What to do: Where a line of the entries holds the string "want", copy that line.

Data for the task:
PR #209, opened 2025-02-28
change error rate

katherine-stansifer:
cutadapt allowed mismatch rate with adapters 33%->12.5%
note that CUTADAPT_MASK had a pre-existing error rate of 20%; I left this as this process isn't currently used anywhere in pipeline.

### DIFF
--- a/modules/local/cutadapt/main.nf
+++ b/modules/local/cutadapt/main.nf
@@ -13,14 +13,14 @@ process CUTADAPT {
         -b (-B for R2 read) to trim any adapter in the adapters file from either end of either read
         -j number of cpu cores
         -m to drop a read pair where either element of the pair is <20 bp after trimming
-        -e 0.33 To allow up to a 33% error rate in the matching region between an adapter
+        -e 0.125 To allow up to a 12.5% error rate in the matching region between an adapter
             and the read
         --action=trim to trim adapters and up/downstream sequence
         */
         '''
         output="!{sample}_cutadapt.fastq.gz"
         log="!{sample}_cutadapt_log.txt"
-        par="-b file:!{adapters} -B file:!{adapters} -j !{task.cpus} -m 20 -e 0.33 --action=trim --interleaved"
+        par="-b file:!{adapters} -B file:!{adapters} -j !{task.cpus} -m 20 -e 0.125 --action=trim --interleaved"
         zcat !{reads_interleaved} | cutadapt ${par} - 2> ${log} | gzip -c > ${output}
         ln -s !{reads_interleaved} !{sample}_cutadapt_in.fastq.gz
         '''


willbradshaw:
@katherine-stansifer I can't currently merge this as one of the tests is failing; this isn't surprising as this change will change the output of the viral identification workflow, but needs to be resolved before we merge to dev.

To resolve this, can you:
1. Run the run output test locally
2. Verify that the changes match what you'd expect (most of the files should be unchanged, those that are changed should be restricted to the viral workflow, and those should be changed in sensible ways), and write up the changes in a comment here
4. Generate a new nf-test snapshot
5. Copy the new output to `test-data/gold-standard-results` (this lets us view the changes in a diff)
6. Make a new commit for review

For step 2, you can verify that most files are unchanged by comparing their md5 sums, then look into those that are changed by comparing the test output with the files in `test-data/gold-standard-results`.

willbradshaw:
Oh, also run the CUTADAPT process test locally (`nf-test test tests/modules/local/cutadapt`) and confirm that that still passes.

katherine-stansifer:
Checking for relevant tests:
the string CUTADAPT in found in 
./modules/local/cutadapt/main.nf (obviously)
./modules/local/fastp/main.nf (but this is just in a comment; FASTP process doesn't run CUTADAPT)
./subworkflows/local/extractViralReads/main.nf
./tests/modules/local/cutadapt/main.nf.test

So, it looks like we need to run the cutadapt test and also any tests for extractViralReads

CUTADAPT test passes
`%nf-test test tests/modules/local/cutadapt
Test process CUTADAPT

Test [eccfab17] 'Should run without failures and conserve reads'     
PASSED (22.97s)
`
Similarly, EXTRACT_VIRAL_READS test passes (`nf-test test tests/subworkflows/local/extractViralReads/`)

I don't see any local tests for the entire RUN workflow (which of course sources EXTRACT_VIRAL_READS), but I'm still getting my head around tests so let me know if there are others I should run!

willbradshaw:
Thanks @katherine-stansifer! The tests for the RUN workflow are in `tests/workflows/run.nf.test`. The main thing there is to check and update the snapshot on the run_output test so it doesn't fail and block the merge; this is a bit fiddly so I think it's probably easiest if @harmonbhasin or I walk you through it tomorrow.

katherine-stansifer:
cutadapt and extractviralreads local tests still pass! ready for re-review.

willbradshaw (dismissed):

willbradshaw:
@katherine-stansifer two last things on this:

1. You need to merge in other changes from dev before we can merge this
2. Can you add an update to the CHANGELOG about this change? This shouldn't affect any results, so it can be a [point release](https://github.com/naobservatory/mgs-workflow/blob/master/docs/versioning.md), something like 

```
# v2.8.1.1-dev
- Made Cutadapt mismatch rate parameter configurable
```

willbradshaw (approved):

PR #4952, opened 2023-11-21
Rename all JSX files to the jsx extension

passcod:
### Changes

This is required for most modern build tooling (following on from [Evan You's declaration in 2021](https://twitter.com/youyuxi/status/1362050255009816577?post_id=1362051769531052039)) and so required for the Tamanu Web work, but done _today_ so it doesn't suffer from inane amounts of staleness.


edmofro (approved):
stamp

PR #4953, opened 2023-11-22
TAMOC-103: Improve performance of fetching notes for an encounter (HOTFIX)

mcccclean:
### Changes

Previously the query was doing a `ROW_NUMBER() OVER (PARTITION BY ...)` over the entire Notes table to determine which notes were the latest. This was logically sound but slowed to a crawl when running on 100k's of notes.

This updates the query logic to first filter for the current `recordId`'s notes (reliably reducing the data set to a matter of 100s) and determining the current notes based on that subset. Then it does the rest of the filtering using the returned IDs for that query. It should be much faster.

Most of this PR is tests, as it turns out coverage was pretty sparse and I didn't want to break anything with the logic change.

### Checklist

- [x] Code is finished
- [x] Tests are written

_Upon merging:_

### DIFF
--- a/packages/lan/__tests__/apiv1/Note.test.js
+++ b/packages/lan/__tests__/apiv1/Note.test.js
@@ -3,9 +3,13 @@ import {
   createDummyEncounter,
   randomReferenceId,
 } from '@tamanu/shared/demoData/patients';
-import { NOTE_RECORD_TYPES, NOTE_TYPES } from '@tamanu/constants';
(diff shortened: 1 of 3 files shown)


chris-bes (approved):
You're my hero! I love it this is really smart and simple that I couldn't think of 😅. So glad it doesn't require any data migration as well. I've also tested the raw query in Aspen clone and it's only 3 millisecs!
Screen Shot 2023-11-23 at 10 11 32 am

PR #4972, opened 2023-11-27
[NASS-739] adding config fallback

renatokoyama:
### Changes

Added a fallback for reading config when reading settings.

### Checklist

- [ ] Code is finished
- [ ] Tests are written

_Upon merging:_


mcccclean (changes requested):
Looking good, just a couple quick notes.

- how does this fit with https://github.com/beyondessential/tamanu/pull/4973/files? is one of these a duplicate?
- it's a bit of a shame that we're adding a dependency on `config` to the shared module, when the ultimate goal is to reduce our usage of it! I wonder if we could use the dependency injection pattern instead to avoid having to do this?

```javascript
// in sync server or facility server initialisation
import config from 'config';

...
app.use(buildSettingsReader(config));
```

PR #5023, opened 2023-12-07
TAMOC-120: FHIR queue running slow

NavarroEmilioLuis:
### Changes

Okay so after a long debug, dropping this index really frees up the worker query. Still, I added here something that will be beneficial for logs.


mcccclean (changes requested):

mcccclean (approved):
Happy with leaving that change as-is, nice work :+1:

Edit: I swear I saw CI pass on this :thinking:? The failure seems to be an intermittent patient name sorting one. Just re-running the tests now.

PR #5032, opened 2023-12-11
SAV-522: Fix flaky test (rename test patients to something less conflictable)

mcccclean:
### Changes

This PR fixes an intermittently failing test, where randomly generated patients were showing up in the results of the patient search tests and throwing off its expectations. I tried to investigate how those patients were making it in but it was VERY flaky and time-consuming, so I went with the simpler approach of renaming the patients such that the random generator never butts into them.

It also adds a dev dependency on a shared module that my yarn was complaining about - possibly something new since the upgrade to node 20? But it doesn't affect any functionality.

### Checklist

- [x] Code is finished
- [x] Tests are written


stretchkennedy (approved):
Code LGTM and I love the comment 👍 

I'd recommend not merging until the linter errors get fixed. Also guessing that the package.json change might conflict with main?

PR #5042, opened 2023-12-13
Tamanu Web: fix Jest

passcod:
### Changes

- Upgrade to Storybook 7 so it works with Vite


edmofro (commented):
Still in draft and has a couple of linting things, so not approving yet, but pretty much all lgtu (us, reviewing with Daniel during donut time)

dannash100 (dismissed):

PR #5045, opened 2023-12-13
Tamanu Web: Disable codeship

passcod:
### Changes

Disables codeship, but leaves a tiny stub so it remains green — we want codeship to still run on this repo until the metaserver no longer relies on it.

### Checklist

- [x] Code is finished


NavarroEmilioLuis (approved):
One question that is non-blocker, but would be good to check if we can get rid of it entirely anyway?

Otherwise looks good!

PR #5048, opened 2023-12-13
Tamanu Web: Rework package scripts

passcod:
### Changes

- Remove obsolete scripts (from codeship era)
- Add `clean:deps` that removes all node_modules


edmofro (changes requested):
Just one question

edmofro (approved):

PR #5053, opened 2023-12-13
Tamanu Web: Clobber electron code

passcod:
### Changes

The "original" tamanu web work, taking an axe to a whole lot of Electron-specific code in the desktop app.


edmofro (commented):
Hey not going to review this atm as I suspect the .jsx renames coming in is a git history issue? 
One question from a glance at the first file though - are we getting rid of storybook?

edmofro (changes requested):
One extra thing needs commenting out, I believe

edmofro (approved):

PR #5054, opened 2023-12-13
Tamanu Web: Delete discovery

passcod:
### Changes

- Delete the discovery code.
- API assumes it's available at the `/api` route.
- Remove all server selection UI.


edmofro (approved):
One non-blocking question, approved!

PR #5057, opened 2023-12-14
Tamanu Web: no more babel nor webpack

passcod:
### Changes

Completely remove babel and webpack except for mobile.


edmofro (approved):
Another non-blocking question

PR #5058, opened 2023-12-14
Allow passing a target to build-all script

passcod:
### Changes

Makes it easy to build one particular package and all its dependencies.


edmofro (approved):
Nice idea

PR #6273, opened 2024-08-13
fix(immunisationsTable): release-2-14: Fix query

NavarroEmilioLuis:
### Changes

This one was painful to debug as there were no apparent changes to the code involved in the table. The SQL verbose output also wasn't good enough because the query was so long it didn't show up complete. Ended up doing a binary search between commits to find the culprit, only to scratch my head a little longer.

This is the PR that introduced the error: https://github.com/beyondessential/tamanu/pull/6213 and it's where we add diets as its own thing.

It didn't show up on our unit tests because we didn't have coverage with the table pagination API, which is ultimately what causes the issue. It seems to works great everywhere else when including the diet association, however, when limiting the query for some reason all goes south. The error complains about a missing scheduledVaccine table that is definitely there... I don't fully understand what is going on, so I decided to just smash the error - the query is complicated enough and this is a release fix.

Although tempting, I did not want to just exclude `diets` from the include, as including everything is what got us into this mess. I tracked everywhere where we use the `getAdministeredVaccines` method and realized we only ever use a nested include from encounters.

In the first commit, you can see a facility server test failing, which is the one this PR aims to fix

### DIFF
--- a/packages/facility-server/__tests__/apiv1/PatientVaccine.test.js
+++ b/packages/facility-server/__tests__/apiv1/PatientVaccine.test.js
@@ -267,6 +267,14 @@ describe('PatientVaccine', () => {
       expect(result.body.count).toEqual(5); // there are 5 recorded given vaccines in beforeAll
     });
 
+    it('Should get administered vaccines with pagination', async () => {
+      const result = await app.get(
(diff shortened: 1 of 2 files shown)


chris-bes (approved):
LGTM! Thanks for double checking the usage!

PR #6276, opened 2024-08-13
fix(invoices): EPI-950: port to release 2 14

NavarroEmilioLuis:
### Changes

This was merge to main after the cutoff and we missed it!

Also, used the time to check whether we missed anything else from current 2.13 to 2.14 but nope, just this one


dannash100 (approved):
# OHK OHK

PR #6297, opened 2024-08-16
fix(web): NASS-1271: fix report export timeout error

jaskfla:
> [!NOTE]
> This one branches off #6267.

### Changes

Applies the fix from #6267 to report exports from the admin panel.

(Previously, the suggested filename came from the API response. This forced us to wait for the API to finish responding to get a file handle. On slow networks, this can take too long and cause a SecurityError when presenting the Save File dialog.)

### Deploys


tcodling (approved):
lgtm!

Exercise output:
Most of this PR is tests, as it turns out coverage was pretty sparse and I didn't want to break anything with the logic change.
Disables codeship, but leaves a tiny stub so it remains green — we want codeship to still run on this repo until the metaserver no longer relies on it.
Although tempting, I did not want to just exclude `diets` from the include, as including everything is what got us into this mess. I tracked everywhere where we use the `getAdministeredVaccines` method and realized we only ever use a nested include from encounters.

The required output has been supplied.